RECORDED INFORMATION>
PR #209, opened 2018-12-17
Add pim search to quick access

dferber90:
pim-search

This PR
- adds support for pim-search to Quick Access.
- also adds support of mocking `sdk` requests made through the sdk middleware to `test-utils` - similar to how `ApolloMockProvider` lets us mock GraphQL requests.

I might eventually split the PR up into the two separate parts, but I left it in one PR while gathering feedback for now.

### DIFF
--- a/packages/application-shell/src/components/quick-access/index.js
+++ b/packages/application-shell/src/components/quick-access/index.js
@@ -45,6 +45,10 @@ class QuickAccessContainer extends React.Component {
 export class QuickAccessTrigger extends React.Component {
   static displayName = 'QuickAccessTrigger';
 
+  static propTypes = {
+    getPimSearchStatusForProject: PropTypes.func.isRequired,
+  };
+
   componentDidMount() {
     document.addEventListener('keydown', this.handler);
     if (this.props.project) {
@@ -138,7 +142,7 @@ export class QuickAccessTrigger extends React.Component {
   // Otherwise we'd need to
   // - ensure the response we receive belongs to the current project
   // - refetch the pim search info when the project key changes
-  updatePimSearchInfo = () => {
+  updatePimSearchInfo = async () => {
     // skip when there is no project
     if (!this.props.project) return;
 
@@ -150,41 +154,8 @@ export class QuickAccessTrigger extends React.Component {
     // skip checking when user can't view products anyways
     if (!canViewProducts) return;
 
-    this.props
-      .dispatch(
-        // TODO this should be sdkActions.head()
-        // and then we should check whether the response code is
-        // - 200 meaning the project is indexed
-        // - 404 meaning the project is not indexed
-        //
-        // But there is a problem in tne node-sdk client as it tries to
-        // .json()-parse the response to HEAD requests which results in an
-        // error, so we send a regular request for now and limit to no results
-        // instead to keep the payload minimal
-        sdkActions.post({
-          uri: `/proxy/pim-search/${this.props.project.key}/search/products`,
-          payload: {
-            query: {
-              fullText: {
-                field: 'name',
-                language: this.props.projectDataLocale,
-                value: '',
-              },
-            },
-            limit: 0,
-            offset: 0,
-          },
-        })
-      )
-      .then(
-        () => true,
-        // project is not using pim-indexer when response error code is 404,
-        // but we treat all errors as non-indexed as a safe guard
-        () => false
-      )
-      .then(isProjectIndexed => {
-        this.setState({ isProjectIndexed });
-      });
+    const isProjectIndexed = await this.props.getPimSearchStatusForProject();
+    this.setState({ isProjectIndexed });
   };
 
   render() {
@@ -202,5 +173,37 @@ export class QuickAccessTrigger extends React.Component {
 
 export default connect(
   null,
-  dispatch => ({ dispatch })
+  (dispatch, props) => ({
+    getPimSearchStatusForProject: () =>
+      dispatch(
+        // TODO this should be sdkActions.head()
+        // and then we should check whether the response code is
+        // - 200 meaning the project is indexed
+        // - 404 meaning the project is not indexed
+        //
+        // But there is a problem in tne node-sdk client as it tries to
+        // .json()-parse the response to HEAD requests which results in an
+        // error, so we send a regular request for now and limit to no results
+        // instead to keep the payload minimal
+        sdkActions.post({
+          uri: `/proxy/pim-search/${props.project.key}/search/products`,
+          payload: {
+            query: {
+              fullText: {
+                field: 'name',
+                language: props.projectDataLocale,
+                value: 'availability-check',
+              },
+            },
+            limit: 0,
+            offset: 0,
+          },
+        })
+      ).then(
+        () => true,
+        // project is not using pim-indexer when response error code is 404,
+        // but we treat all errors as non-indexed as a safe guard
+        () => false
+      ),
+  })
 )(QuickAccessTrigger);
--- a/packages/application-shell/src/components/quick-access/index.js
+++ b/packages/application-shell/src/components/quick-access/index.js
@@ -61,8 +61,16 @@ export class QuickAccessTrigger extends React.Component {
   state = {
     isVisible: false,
     hasError: false,
+    // We store the information of whether a project is indexed by pim-indexer,
+    // to avoid having to refetch that information every time Quick Access is
+    // opened. We can't move the information to the quick-access.js component
+    // as that component unmounts and would lose its state.
+    //
+    // We need to know whether a project is indexed by pim-indexer to know
+    // whether we should query pim-search or whether we can skip that request.
+    //
     // We don't need to update this information when the project key changes,
-    // as changing a project always results in a full reload anyways.
+    // as changing a project always results in a full page reload anyways.
     //
     // undefined: we did not check yet
     // true: the project is indexed by pim-indexer
--- a/packages/application-shell/src/components/quick-access/index.js
+++ b/packages/application-shell/src/components/quick-access/index.js
@@ -1,17 +1,11 @@
 import React from 'react';
 import PropTypes from 'prop-types';
-import { connect } from 'react-redux';
-import { actions as sdkActions } from '@commercetools-frontend/sdk';
 import { reportErrorToSentry } from '@commercetools-frontend/sentry';
-import {
-  hasSomePermissions,
-  permissions,
-} from '@commercetools-frontend/permissions';
 import * as gtm from '../../utils/gtm';
 import trackingEvents from './tracking-events';
 import ButlerContainer from './butler-container';
 
-const QuickAccessModal = React.lazy(() =>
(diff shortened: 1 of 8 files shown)


packages/application-shell/src/components/quick-access/index.js
```diff
@@ -36,11 +42,18 @@ class QuickAccessContainer extends React.Component {
...
 
+  static propTypes = {
+    getPimSearchStatusForProject: PropTypes.func.isRequired,
+  };
+
   componentDidMount() {
     document.addEventListener('keydown', this.handler);
+    if (this.props.project) {
+      this.updatePimSearchInfo();
+    }
```
dferber90: We check whether PIM-Search is enabled first to avoid making requests to pim-search for projects which don't use pim-search yet.

packages/application-shell/src/components/quick-access/index.js
```diff
@@ -121,11 +137,73 @@ export default class QuickAccessTrigger extends React.Component {
...
+      dispatch(
+        // TODO this should be sdkActions.head()
+        // and then we should check whether the response code is
+        // - 200 meaning the project is indexed
+        // - 404 meaning the project is not indexed
+        //
+        // But there is a problem in tne node-sdk client as it tries to
+        // .json()-parse the response to HEAD requests which results in an
+        // error, so we send a regular request for now and limit to no results
+        // instead to keep the payload minimal
```
dferber90: I could not get `head` requests to work due to something inside of `node-sdk` which tries to parse a nonexistent response body. We'd need to dig deeper in case we want to solve this. However things seem to work quite fine while making `POST` requests as a workaround.

packages/application-shell/src/components/quick-access/quick-access.js
```diff
@@ -92,17 +100,29 @@ class QuickAccess extends React.Component {
...
-        // Pass conditional arguments to disable some of the queries
-        canViewProducts: hasSomePermissions(
-          [permissions.ViewProducts, permissions.ManageProducts],
-          this.props.project.permissions
-        ),
-      }).then(data => {
+  getProjectCommands = debounce(async searchText => {
+    const idsOfProductsMatchingSearchText = this.props.isProjectIndexed
+      ? await this.props.pimSearchProductIds(searchText)
+      : [];
```
dferber90: Here we only search products in case the project is indexed by pim-indexer.

packages/application-shell/src/components/quick-access/quick-access.js
```diff
@@ -283,5 +327,36 @@ export default compose(
     'canViewDashboard',
     'canViewDiscounts',
     'customApplications',
-  ])
+  ]),
+  connect(
+    null,
+    (dispatch, props) => ({
+      pimSearchProductIds: searchText =>
```
dferber90: This is where we query pim-search using full-text search.

packages/application-shell/src/components/quick-access/quick-access.spec.js
```diff
@@ -1045,4 +1258,102 @@ describe('QuickAccess', () => {
...
+              productByVariantKey: null,
+            },
+          },
+        },
+      ];
+      const { getByTestId, getByText } = renderWithRedux(
+        <QuickAccess {...createTestProps()} />,
+        {
+          mocks,
+          sdkMocks: [
```
dferber90: This is the best example of how the new `sdkMocks` option in `renderWithRedux` can be used to mock sdk responses.

packages/application-shell/src/components/quick-access/index.js
adnasa: funny because I ran into the exact same problem
ref: https://github.com/commercetools/nodejs/issues/1022

packages/application-shell/src/components/quick-access/index.js
```diff
@@ -61,6 +74,9 @@ export default class QuickAccessTrigger extends React.Component {
   state = {
     isVisible: false,
     hasError: false,
+    // We don't need to update this information when the project key changes,
+    // as changing a project always results in a full reload anyways.
+    isProjectIndexed: false,
```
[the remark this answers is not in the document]
dferber90: The pim index applies to the whole project. I'm confused. Which name would you suggest?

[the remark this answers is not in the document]
emmenko: For example, `isProjectPimIndexed`.

packages/application-shell/src/components/quick-access/index.js
dferber90: > Can we maybe check this only when the user starts searching for products specifically?

This is not possible. We do not know what the user is searching for. They just enter a text and we find anything that could match. So we always need to search products.

> I'm just wondering if we need to do this 

We use this information to avoid making requests when a user searches. If the project is not indexed then we don't search products using pim-search at all and don't make a request again. We check it once upfront so that we already know whether we need to query pim-search when the user actually starts typing.

In the beginning I loaded the information when the search component itself mounts, but that felt wrong as it would lead to a new request every time quick-access is opened again (as the component loses state when it unmounts).

> I'm not too familiar with the internals, so I can't say for sure if that would be possible...

I think we can get the best of both worlds. We can store the information of whether to search or not in the state of `QuickAccessTrigger` (where it is now), and we can load that state (in case it was not loaded yet) when `QuickAccess` mounts.

This means we:
- load the information only once (per application)
- load the information only when the user activates quick-access instead of always

Thanks for pointing it out 👍

packages/application-shell/src/components/quick-access/index.js
dferber90: The refactor should be quite manageable and it doesn't seem like there's any action going on upstream. I'd rather get PIM Search support in right away and avoid this branch going stale.

What you want to do once `nodejs` supports `HEAD` requests is to change this to `sdkActions.head`, remove the `payload` and adapt all tests (the `createPimAvailabilityCheckSdkMock` function). You also need to add the `sdkActions.head` function to the `'@commercetools-frontend/sdk` package.

packages/application-shell/src/components/quick-access/quick-access.js
```diff
@@ -92,17 +100,29 @@ class QuickAccess extends React.Component {
...
+      [permissions.ViewProducts, permissions.ManageProducts],
+      this.props.project.permissions
+    );
+
+    return this.query(QuickAccessQuery, {
+      searchText: sanitize(searchText),
+      target: GRAPHQL_TARGETS.COMMERCETOOLS_PLATFORM,
+      // Pass conditional arguments to disable some of the queries
+      canViewProducts,
+      productsWhereClause: `id in (${idsOfProductsMatchingSearchText
```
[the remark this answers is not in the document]
dferber90: When the list is empty, then `includeProductsByIds` is `false` and the request is not executed. So this is not a problem.

Sidenote: Even if it was executed then `id in ()` actually works (I had this for a bit while working on this PR).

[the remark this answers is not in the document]
emmenko: Cool, just making sure 😉

packages/application-shell/src/components/quick-access/index.js
emmenko: Sure, it's fine by me 👌

packages/application-shell/src/components/quick-access/quick-access.js
dferber90: I want to keep them close to the code and don't see an upside in that. In the beginning I even had

```
connect(
  null,
  (dispatch) => ({ dispatch })
)
```

which allowed me to "inline" the `sdkActions.post` call to where it's actually being triggered. I liked that as it kept things together. I ultimately moved it down with this expression on my face 😐 as it's "the way it's supposed to be" and because it felt kinda weird to just pass `dispatch`.

packages/application-shell/src/test-utils/test-utils.js
```diff
@@ -163,26 +165,114 @@ const renderWithRedux = (
     // Consumers of renderWithRedux can use
     //   { store: createReduxStore({ requestsInFlight: null, .. }) }
     // to pass an initial state to Redux.
-    store = createReduxStore(),
+    store = undefined,
```
dferber90: Now that I slept on it, maybe we should just remove `store` completely? Maybe it's the right time to tighten the API? Not sure..

packages/application-shell/src/components/quick-access/index.js
dferber90: There is no good caching in `sdk`. Moving the request to `cDM` of `QuickAccess` seems ideal as that's exactly when we need the information. By letting the parent handle the state we avoid making the request twice and we control the "caching" ourselves. I'm sold on that approach as it's simple and minimal effort.

packages/application-shell/src/test-utils/test-utils.js
dferber90: I wouldn't add a note to say that it "might be deprecated." I would only add such a note in case we are certain that we're going to get rid of it. If we need to keep it around, then it's here to stay anyways. No consumers in the MC are using it at the moment.

My gut feeling is that we can remove it - but then again I also didn't see the `sdk` mocking stuff coming up.

packages/application-shell/src/components/quick-access/index.js
emmenko: I'd like to have at least a code comment explaining those trade-offs.

dferber90: I can add that once it's implemented 👍

dferber90: Done in the latest commit 40d576e598d31c9740e9791d2ab2abd7fbe4c8e8

packages/application-shell/src/components/quick-access/index.js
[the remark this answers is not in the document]
dferber90: Done 👍

packages/application-shell/src/components/quick-access/index.js
```diff
@@ -61,6 +61,21 @@ export default class QuickAccessTrigger extends React.Component {
...
+    // We need to know whether a project is indexed by pim-indexer to know
+    // whether we should query pim-search or whether we can skip that request.
+    //
+    // We don't need to update this information when the project key changes,
+    // as changing a project always results in a full page reload anyways.
+    //
+    // undefined: we did not check yet
+    // true: the project is indexed by pim-indexer
+    // false: the project is not indexed by pim-indexer
+    isProjectPimIndexed: undefined,
```
pa3: While `undefined` semantics of booleans in JS is kind of legit, I personally don't like this three-state-booleans, for exactly this reason: you have to add comments all around this places, so that people reading will take `undefined` into consideration.

dferber90: Yeah that bothered me as well while writing that. I can create an enum for it instead to make it clearer:

```
const pimIndexerStates = 
  UNCHECKED: 'UNCHECKED',
  INDEXED: 'INDEXED',
  NOT_INDEXED: 'NOT_INDEXED',
}
```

DIRECTIONS FOR THIS TASK>
Filter the records above for lines containing the word "have", and copy those lines.

WRITTEN RESPONSE>
emmenko: I'd like to have at least a code comment explaining those trade-offs.
pa3: While `undefined` semantics of booleans in JS is kind of legit, I personally don't like this three-state-booleans, for exactly this reason: you have to add comments all around this places, so that people reading will take `undefined` into consideration.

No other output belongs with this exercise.